=== Exercise objective ===
Count every line of these entries that holds the word "libs", and reply with the number only.

(Saved data entries)

PR #3873, opened 2026-08-31
feat(registry): stream package-index changes over a websocket

MattDHill:
Adds `db.subscribe` to the registry RPC surface, so a client can follow the package index instead of re-fetching it.

`POST …/rpc/registry/db/subscribe` returns `{ dump, guid }`; connecting to `GET …/ws/rpc/<guid>` then streams a `Revision` (`{ id, patch }`) each time the index changes.

## Why

Nothing on a registry pushes. A consumer that wants to react when a package or a version lands has to poll `package.get` or `package.index`, and those responses are large and uncacheable — measured against production, with `otherVersions: "none"` and no ETag or gzip on any of them:

| registry | bytes |
| --- | --- |
| `registry.start9.com` | 1.9 MB |
| `beta-registry.start9.com` | 2.0 MB |
| `community-registry.start9.com` | 8.6 MB |
| `community-beta-registry.start9.com` | 21.3 MB |

That is ~34 MB per sweep across the fleet, for a signal that fires a few times a week.

## Shape

The registry already carried the machinery: `RegistryContext` holds a `TypedPatchDb<RegistryDatabase>` and `RpcContinuations`, and `registry_router` mounts `/ws/rpc/{*path}`. No registry method had ever called `rpc_continuations.add`, so no GUID was ever issued and that route was unreachable — this is the first thing to use it.

The handler mirrors `db::subscribe` in `src/db/mod.rs`, minus the `sync_db` merge, which has no registry equivalent.

## Scope and auth

Pinned to `/index/package`, not a caller-supplied pointer, and tagged `authenticated: false`.

`package.index` already returns that whole subtree unauthenticated (`get_package_index`, `authenticated: false`), so the stream carries nothing a client could not already fetch. A caller-supplied pointer would reach `/admins` and `/index/signers` on a public handler, which is why the pointer is fixed. patch-db scopes a subscriber's patches to its pointer (`ScopedSender::send` → `Revision::for_path`), so patches arrive relative to `/index/package` and revisions that do not touch it are dropped rather than delivered empty — a consumer must not assume contiguous revision ids.

No CLI surface (`no_cli`), so no manpage change; no `#[ts(export)]`, so no bindings regeneration.

## Consumer

support-server will hold one subscription per registry (alpha, beta, prod, community-beta, community-prod) and diff successive states to announce new packages and new versions to Matrix and X.

### DIFF
--- a/shared-libs/crates/start-core/src/registry/db.rs
+++ b/shared-libs/crates/start-core/src/registry/db.rs
@@ -1,5 +1,7 @@
 use std::path::PathBuf;
+use std::time::Duration;
 
+use axum::extract::ws;
 use clap::Parser;
 use itertools::Itertools;
 use patch_db::Dump;
@@ -14,7 +16,13 @@ use crate::context::CliContext;
 use crate::prelude::*;
 use crate::registry::RegistryDatabase;
 use crate::registry::context::RegistryContext;
+use crate::rpc_continuations::{Guid, RpcContinuation};
 use crate::util::serde::{HandlerExtSerde, apply_expr};
+
+lazy_static::lazy_static! {
+    /// Must stay within what `package.index` already serves unauthenticated.
+    static ref PACKAGE_INDEX: JsonPointer = "/index/package".parse().unwrap();
+}
 
 pub fn db_api<C: Context>() -> ParentHandler<C> {
     ParentHandler::new()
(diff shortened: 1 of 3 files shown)


shared-libs/crates/start-core/src/registry/db.rs
```diff
@@ -96,6 +110,61 @@ pub async fn dump(ctx: RegistryContext, DumpParams { pointer }: DumpParams) -> R
         .await)
 }
 
+#[derive(Deserialize, Serialize, TS)]
+#[serde(rename_all = "camelCase")]
+pub struct SubscribeRes {
+    #[ts(type = "{ id: number; value: unknown }")]
+    pub dump: Dump,
+    pub guid: Guid,
+}
```
dr-bonez: should be able to reuse this type

MattDHill: Done — `use crate::db::SubscribeRes`, local copy dropped. cb60904

dr-bonez (approved):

=== Answer to this problem ===
3